Question about writting custom training function using Flux.jl


I am trying to write a custom training function instead of using Flux!train, following the documentation, but it will pop up error message “Only reference types can be differentiated with Params”.

Here is my code (modified based on trebuchet example in model-zoo):

using Flux
using Zygote
using Statistics
using Random

function shoot( angle, weight)


model = Chain(Dense(1, 16, σ),
              Dense(16, 64, σ),
              Dense(64, 16, σ),
              Dense(16, 2)) |> f64

θ = params(model)

function loss( target)
    angle, weight = model([target]) 
    angle = σ(angle)*90
    weight = weight + 200
    (shoot( angle, weight) - target)^2

DIST  = (20, 100)	# Maximum target distance

target() = (rand()*(DIST[2]-DIST[1])+DIST[1])

meanloss() = mean(sqrt(loss(target())) for i = 1:100)

opt = ADAM()
dataset = (target() for i = 1:2000)

@time Flux.train!(loss, θ, dataset, opt, cb = () -> println("meanloss = ",meanloss(),"; W1 = ",θ[1][1],"; b1 = ",θ[2][1]))

It can work by now. Then I wrote a custom training function and run the training:

function my_custom_train!(loss, ps, data, opt)
  local training_loss
  ps = Params(ps)
  for d in data
    gs = gradient(ps) do
      training_loss = loss(d...)
      return training_loss
    println("training_loss = ",training_loss,"gradient[1] = ",gs[1],"; W1 = ",[1][1],"; b1 = ",[2][1])
    Flux.update!(opt, ps, gs)

@time my_custom_train!(loss, θ, dataset, opt)

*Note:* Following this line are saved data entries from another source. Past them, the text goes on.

PR #1214, opened 2023-04-12
Solution

PolinaKM:


src/formatDate.js
```diff
@@ -50,7 +50,40 @@
  */
 
 function formatDate(date, fromFormat, toFormat) {
-  // write code here
+  const parts = date.split(fromFormat[fromFormat.length - 1]);
```
TarasHoliuk, line 53: `fromFormat[fromFormat.length - 1]` looks a bit clumsy
you may get separator and other keys in this way: `const [...fromFormatKeys, separator] = fromFormat;`

src/formatDate.js
```diff
@@ -50,7 +50,40 @@
...
+        }
+        break;
+      default:
+        newDate += parts[fromFormat.indexOf(toFormat[i])];
+        break;
+    }
+
+    if (i < toFormat.length - 2) {
+      newDate += toFormat[toFormat.length - 1];
+    }
```
TarasHoliuk, line 83: instead of adding a separator to a string inside such `if` block you may create an empty array and get rid of this `if`
then, return the array joined by the `separator` below

TarasHoliuk (changes requested):

src/formatDate.js
PolinaKM: I get `A rest element must be last in a destructuring pattern.ts(2462) Parsing error: Rest element must be last element.` with your approach. I have another idea.

src/formatDate.js
```diff
@@ -50,7 +50,48 @@
  */
 
 function formatDate(date, fromFormat, toFormat) {
-  // write code here
+  const oldSeparator = fromFormat.pop();
+  const newSeparator = toFormat.pop();
+  const parts = date.split(oldSeparator);
+  const newDateArr = ['', '', ''];
```
tetiana-ivanchenko, line 56:
```suggestion
  const newDateArr = [];
```

src/formatDate.js
```diff
@@ -50,7 +50,48 @@
  */
 
 function formatDate(date, fromFormat, toFormat) {
-  // write code here
+  const oldSeparator = fromFormat.pop();
```
tetiana-ivanchenko, line 53: don't change function arguments

tetiana-ivanchenko (changes requested):

src/formatDate.js
```diff
@@ -50,7 +50,48 @@
...
+
+        newDateArr[toFormat.indexOf('YY')] = shortYear;
+        break;
+      case 'DD':
+        newDateArr[toFormat.indexOf('DD')] = parts[fromFormat.indexOf('DD')];
+        break;
+      case 'MM':
+        newDateArr[toFormat.indexOf('MM')] = parts[fromFormat.indexOf('MM')];
+        break;
+    }
```
Volodymyr-Melnyk-Fron10der, line 91: set default for each switch construction

Volodymyr-Melnyk-Fron10der (approved):
Good job!

PR #1215, opened 2023-04-14
Solution

andrijdudar:


src/formatDate.js
```diff
@@ -48,9 +48,74 @@
...
+        }
+        result.push(year);
+        break;
+
+      case 'YYYY':
+        newYerFormat = 4;
+
+        if (oldYerFormat < newYerFormat && year < 30) {
+          year = '20' + year;
+        } else if (oldYerFormat < newYerFormat && year >= 30) {
```
Volodymyr-Melnyk-Fron10der, line 99: i would move oldYerFormat < newYerFormat into a variable

Volodymyr-Melnyk-Fron10der (approved):
good👍

PR #1220, opened 2023-04-18
Solution

4ykis:


src/formatDate.js
```diff
@@ -50,7 +50,47 @@
...
+    ) {
+      return year;
+    }
+
+    if (length === 4 && year.length === 2) {
+      if (year >= 30) {
+        return '19' + year;
+      }
+
+      return '20' + year;
```
VitaliyBondarenko1982, line 83:
```suggestion
      return year >= 30 ? '19' + year : '20' + year;
```

src/formatDate.js
```diff
@@ -50,7 +50,47 @@
...
+        break;
+      }
+    }
+  }
+
+  function convertYear(year, length) {
+    if (
+      (length === 4 && year.length === 4)
+      || (length === 2 && year.length === 2)
+    ) {
```
VitaliyBondarenko1982, line 74:
```suggestion
    if (length === year.length) {
```
looks like it can be simplier

VitaliyBondarenko1982 (approved):
Looks good.
Just pay attention on suggestions

PR #1223, opened 2023-04-20
js_format_date

YelyzavetaMolochynska:


src/formatDate.js
```diff
@@ -50,7 +50,30 @@
  */
 
 function formatDate(date, fromFormat, toFormat) {
-  // write code here
+  const newFormat = [];
+  const dateArr = date.split(fromFormat[3]);
+  const dateYear = dateArr[fromFormat.indexOf('YYYY')]
+    || dateArr[fromFormat.indexOf('YY')];
+
+  for (let i = 0; i < toFormat.length - 1; i++) {
```
Viktor-Kost, line 58: Consider using a 'for...of' loop instead of a 'for' loop to iterate over the 'toFormat' array. This makes the code more readable and avoids the need to use an index. For example: `for (const format of toFormat) { ... }`

src/formatDate.js
```diff
@@ -50,7 +50,30 @@
...
+        break;
+
+      default:
+        if (toFormat[i].length < dateYear.length) {
+          newFormat.push(dateYear.slice(2, 4));
+        } else if (toFormat[i].length > dateYear.length) {
+          newFormat.push((dateYear < 30 ? 20 : 19) + dateYear);
+        } else {
+          newFormat.push(dateYear);
+        }
```
Viktor-Kost, line 72: these default behavior looks bulky. It is better to use `code decomposition` or `early` return instead of `else if`

Viktor-Kost (changes requested):

mykhalenych (approved):

PR #1227, opened 2023-04-21
done

maxonshev:


src/formatDate.js
```diff
@@ -50,7 +50,41 @@
...
+  const dateObj = {};
+
+  for (let i = 0; i < 3; i++) {
+    if (fromFormat[i] === 'YY' || fromFormat[i] === 'YYYY') {
+      dateObj.year = dateParts[i];
+    } else if (fromFormat[i] === 'MM') {
+      dateObj.month = dateParts[i];
+    } else if (fromFormat[i] === 'DD') {
+      dateObj.day = dateParts[i];
+    }
```
SanyaBratashchuk, line 64:
```suggestion
    } 
      dateObj[fromFormat[i]] = dateParts[i];
```
You can just use MM and DD instead of month and day

SanyaBratashchuk (changes requested):

src/formatDate.js
```diff
@@ -50,7 +50,41 @@
...
+  const dateObj = {};
+
+  for (let i = 0; i < 3; i++) {
+    if (fromFormat[i] === 'YY' || fromFormat[i] === 'YYYY') {
+      dateObj.year = dateParts[i];
+    } else if (fromFormat[i] === 'MM') {
+      dateObj.MM = dateParts[i];
+    } else if (fromFormat[i] === 'DD') {
+      dateObj.DD = dateParts[i];
+    }
```
Anastasiia-Svintsova, line 64: Use switch/case to avoid nesting, please

src/formatDate.js
```diff
@@ -50,7 +50,41 @@
...
+  const newDateParts = [];
+
+  for (let i = 0; i < 3; i++) {
+    if (toFormat[i] === 'YY' || toFormat[i] === 'YYYY') {
+      newDateParts.push(dateObj.year);
+    } else if (toFormat[i] === 'DD') {
+      newDateParts.push(dateObj.DD);
+    } else if (toFormat[i] === 'MM') {
+      newDateParts.push(dateObj.MM);
+    }
```
Anastasiia-Svintsova, line 84: Same here

Anastasiia-Svintsova (changes requested):

anstsot (approved):
Good job, approving. 
But the code can be simplified and be written only in one `for` loop

maxonshev:
> Good job, approving. But the code can be simplified and be written only in one `for` loop

how to do this? i can't understand

PR #1231, opened 2023-04-25
Solution

Artem193:


src/formatDate.js
```diff
@@ -50,7 +50,75 @@
...
+  if (toFormat[toYearIndex] === 'YYYY' && fromFormat[fromYearIndex] === 'YY') {
+    if (+fromDateArr[fromYearIndex] > 29) {
+      toYear = `19${fromDateArr[fromYearIndex]}`;
+    } else {
+      toYear = `20${fromDateArr[fromYearIndex]}`;
+    }
+  }
+
+  switch (0) {
+    case toYearIndex:
```
OleziO, line 84: Move all cases to the object.

src/formatDate.js
```diff
@@ -50,7 +50,75 @@
...
+      toDateArr.push(toYear);
+      break;
+    case toMonthIndex:
+      toDateArr.push(fromDateArr[fromMonthIndex]);
+      break;
+    case toDayIndex:
+      toDateArr.push(fromDateArr[fromDayIndex]);
+      break;
+  }
```
OleziO, line 105: Its bad practice. You need to move some variables to switch and check it with cases. It helps you optimize code.

OleziO (changes requested):

PR #1236, opened 2023-04-26
Solution

anpiet:


AndrzejPec (approved):
Nice job! It's concise although I encourage you to ponder on the following:

Your code is nested like a Russian doll ;D it could lead to performance issues for larger inputs.

The var name 'tempString' is... just as temporary as my hope to understand the code at first glance ;)

src/formatDate.js
```diff
@@ -50,7 +50,34 @@
...
 
 function formatDate(date, fromFormat, toFormat) {
-  // write code here
+  const dateArr = date.split(fromFormat.pop());
+  const correctDate = [];
+  let tempString = '';
+
+  for (let i = 0; i < 4; i++) {
+    for (let j = 0; j < 3; j++) {
+      if (fromFormat[j].slice(0, 2) === toFormat[i].slice(0, 2)) {
```
asakevych, line 59: can you think about simplier logic? I think it's possible not to use loop inside loop

- you can read about algorithm complexity and why it's better to avoid having loop inside loop 

i think i's a good task to use object properties as well 😉

asakevych (changes requested):
Great job!! 👏  but I think the solution can be simplified, try to think about other solution 😉

choeqq (approved):
Looks good to me ✅

PR #1882, opened 2024-03-13
js format date solution

petrushinsky-kirill:


lerastarynets (approved):
You're doing amazing, keep it up!

PR #1888, opened 2024-03-14
Solution

Aleks-ars:


src/formatDate.js
```diff
@@ -8,7 +8,53 @@
...
+
+          return newFormatDate;
+        }
+      }
+    }
+  }
+
+  let formatYear = '';
+
+  if (toFormat.indexOf('YY') === 2) {
```
etojeDenys, line 35: why do you need to check that YY index equals 2?

src/formatDate.js
```diff
@@ -8,7 +8,53 @@
...
+    dateIndex = fromFormat.indexOf('YYYY');
+    formatYear = oldDate.slice(dateIndex, dateIndex + 1);
+    formatYear = formatYear.join().slice(2);
+    newFormatDate.push(formatYear);
+  } else if (toFormat.indexOf('YYYY') === 0) {
```
etojeDenys, line 40: same here, why 0

src/formatDate.js
```diff
@@ -8,7 +8,53 @@
...
+    formatYear = oldDate.slice(dateIndex, dateIndex + 1);
+
+    if (formatYear < 30) {
+      formatYear.unshift('20');
+      formatYear = formatYear.join('');
+      newFormatDate.unshift(formatYear);
+    } else if (formatYear >= 30) {
+      formatYear.unshift('19');
+      formatYear = formatYear.join('');
+      newFormatDate.unshift(formatYear);
```
etojeDenys, line 51: you can just delete 2 first letter `formatYear.slice(2)`

src/formatDate.js
etojeDenys: move these magic numbers at least to some vars

anastasiiavorobiova (approved):
Great work!

PR #1891, opened 2024-03-18
Solution

valost:


src/formatDate.js
```diff
@@ -8,7 +8,35 @@
  * @returns {string}
  */
 function formatDate(date, fromFormat, toFormat) {
-  // write code here
+  const SEPARATOR_OLD = fromFormat.pop();
+  const SEPARATOR_NEW = toFormat.pop();
```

I got the following error:

ERROR: Only reference types can be differentiated with `Params`.
 [1] error(::String) at .\error.jl:33
 [2] getindex(::Zygote.Grads, ::Int64) at C:\Users\maxiao\.julia\packages\Zygote\YeCEW\src\compiler\interface.jl:142
 [3] my_custom_train!(::typeof(loss), ::Params, ::Base.Generator{UnitRange{Int64},var"#13#14"}, ::ADAM) at .\REPL[33]:21
 [4] top-level scope at .\util.jl:175

Do anyone have some clue for this? Thanks a lot!

I think the problem is in your logging statement, gs[1] is asking for the gradient with respect to 1, you need to request the gradient with respect to a parameter, for example gs[ps[1]].

1 Like

Thank you! Changing gs[1] to gs[ps[1]] works!